Good on 'em Fylde council.

saluti,
eddied


----------



## ChrisandJohn

That's great news, thanks for posting it. We had been talking lately about visiting St. Annes, as I've been trying to think of places within an hour or so drive, for a night or two. This is somewhere I haven't yet been but would like to visit.

Chris

Not sure about 'prosperous' motorhomers, but 'appen we'll spend a few bob. Unlike Chris I know St. Annes having visited in various work-related guises. It'll be good to re-new the acquaintance. 
Johnny


----------



## bognormike

took a long time, but it seems they going in the right direction!

8) Thanks for the input of the many MHF members who have posted on that forum.


----------



## Jezport

ChrisandJohn said:


> Not sure about 'prosperous' motorhomers, but 'appen we'll spend a few bob. Unlike Chris I know St. Annes having visited in various work-related guises. It'll be good to re-new the acquaintance.
> Johnny


Bare in mind the press release is aimed at local residents and traders, so I think the wording is perfect


----------



## olley

*Re: Fylde - St. Annes*



eddied said:


> I know you'll say it's none of my business; but I think we should also make clear to all those unfortunate enough to live South of The Wash that St.Annes is on the tram track to BLACKPOOL!
> Good on 'em Fylde council.
> 
> saluti,
> eddied


The trams stop at Starr Gate about 2.4 miles away according to google.

Ian


----------



## Rosbotham

Correct. It's a bus (or train) ride from St Annes to Blackpool.

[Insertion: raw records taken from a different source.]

PR #2596, opened 2022-12-22
Fix lifetime confusion in shadow stack pass

dcodeIO:
Potential fix for the errors observed in #2594, and prior in #2575.

```ts
let outer = null;
while (condition) {
  let inner = value;
  outer = inner; // here
}
```

Previously, at `// here`, no shadow stack slot was populated, assuming that `inner` respectively `value` is already kept alive by another slot. In a loop, this assumption doesn't hold obviously, since if `inner` is reassigned a different value in a subsequent iteration, the previous value copied to `outer` is, due to skipping the stack slot, no longer kept alive.


CountBleck (approved):
Looks good to me. It would be nice if slots could still be omitted by checking lifetimes somehow.

PR #561, opened 2018-01-31
fix($time-picker): show invalidText when invalid and invalidText properties are passed

scottdickerson:
Closes carbon-design-system/carbon-components-react#556

#### Changelog

**Changed**

-(TimePicker) Added data-invalid attribute whenever invalid was true so that the css classes would apply as they do to TextInput


src/components/TimePicker/TimePicker.js
```diff
@@ -128,6 +128,7 @@ export default class TimePicker extends Component {
             <input
               {...other}
               {...timePickerInputProps}
+              data-invalid={invalid ? invalid : undefined}
```
joshblack: Could this just be `data-invalid={invalid}`?

scottdickerson: we could do that, but if they pass invalid={false}, it will still show the message because the css selector that shows the message is searching for just the simple existence of data-invalid attribute.  Compare this to how the TextInput does it: https://github.com/carbon-design-system/carbon-components-react/blob/f1f0f89882a753261330f87276f268e479e7d037/src/components/TextInput/TextInput.js#L52

scottdickerson: more likely they would do a comparison but false would be the default output unless they were smart enough to return undefined themselves.  invalid={detectedErrors > 0}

Can't think why you'd want to though...Lytham & St Annes are far nicer....


----------



## Grizzly

*Re: Fylde - St. Annes*



eddied said:


> ........ I think we should also make clear to all those unfortunate enough to live South of The Wash that St.Annes is on the tram track to BLACKPOOL


Blackpool ? Where's that ? Are there things to see and do there ?

Well done the Fylde council; a well-worded press release. They are now on our list of places to visit- and shop and eat.

G


----------



## wakk44

Excellent news for motorhomers and hopefully could be an important step in changing the general perception of aires in the UK.

I think we ought to be aware of the attitude of local hoteliers who,unsurprisingly are against the idea.........Hoteliers Association

Sadly this attitude is prevalent throughout the UK-hotel/guest house and camp site owners who are worried about losing trade.There are also some locals who resent m/homers and accuse us of ''wanting something for nothing''.

Absolute rubbish of course,I am sure most m/homers could afford to stop in hotels etc...but choose not to because they enjoy the way of life and freedom it provides.A modest overnight parking fee would be appropriate and help boost the local council's coffers.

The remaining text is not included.